DOJ report on anti-Christian bias turns a policy review into a political verdict
The Justice Department on April 30 released a task-force report saying the Biden administration’s prosecutions, policies and internal practices showed anti-Christian bias across the federal government. The department says the review was done under Executive Order 14202 and led by the Task Force to Eradicate Anti-Christian Bias, with the acting attorney general serving as chair. That makes the document an official administration product with a political purpose attached to it, not a judicial ruling or an independent legal determination.
The department describes the report as a 200-page document built from the findings of 17 federal agencies. It says the report is supported by more than 1,100 footnotes and more than 300 pages of exhibits. It also says Justice met with more than 100 stakeholders and victims while reviewing internal discussions, case files and prosecutorial decisions.

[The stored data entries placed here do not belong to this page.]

PR #944, opened 2020-09-10
add a work_book alias to word_document2

cderv:
This will complement #756 

Help page in `?html_document2` precise
> These function are expected to work with a single R Markdown document instead of multiple documents of a book, so they are to be passed to rmarkdown::render() instead of bookdown::render_book(). 

But `word_document2` seems to work ok with a bookdown project with multiple files too. If I put `bookdown::word_book` in `_output.yml` it renders correctly. 

Does the new number sections addition change this limitation ? I can't remember why there was this limitation for `*_document2` format... 🤔


yihui (commented):
> These function are expected to work with a single R Markdown document instead of multiple documents of a book

The documentation was not accurate. I'll clarify the documentation in a moment.

Any of these `xxx2` formats actually do work with multiple Rmd files. The major difference with the `xxx_book` formats is that the latter usually generate multiple output files.

`word_book` generates one output file, so I'd rather not introduce this alias.

`pdf_book` exists because it serves as the basis of any PDF output formats (since it has a `base_format` argument). Perhaps `pdf_book` is not an intuitive name (it doesn't necessary generate books).

`epub_book` exists because EPUB is commonly known as a book format, although it doesn't have to be a book).

cderv:
> Any of these xxx2 formats actually do work with multiple Rmd files. The major difference with the xxx_book formats is that the latter usually generate multiple output files.

Makes sense but I did not get that from the documentation. 

> word_book generates one output file, so I'd rather not introduce this alias.

Like `pdf_book`... that is why I thought it would be a clarifying addition. But I see the intended usage of `pdf_book` with base format. 

Let's clarify the doc then and close this PR.

yihui:
Clarified via 74c8bef.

In other words, this is a large record assembled by the government about the last government.
The report says it examines a wide range of issues, including conscience rights, the Johnson Amendment, fines involving Christian universities, girls’ sports, vaccine mandates and the exclusion of Christians from public programs. It also says the Biden administration used policy and regulatory tools to pursue goals that interfered with Christian beliefs and free exercise. Those are the report’s claims, not findings tested in court.
The sharper point is institutional: the department is using its own machinery to make an argument about faith, governance and power. It says the current administration is restoring religious liberty while the last one infringed on it. Supporters will call that overdue correction. Critics will call it selective grievance dressed up as state authority. Either way, the document is not a neutral adjudication. It is the Trump Justice Department’s case, in its own words, against the Biden-era federal government.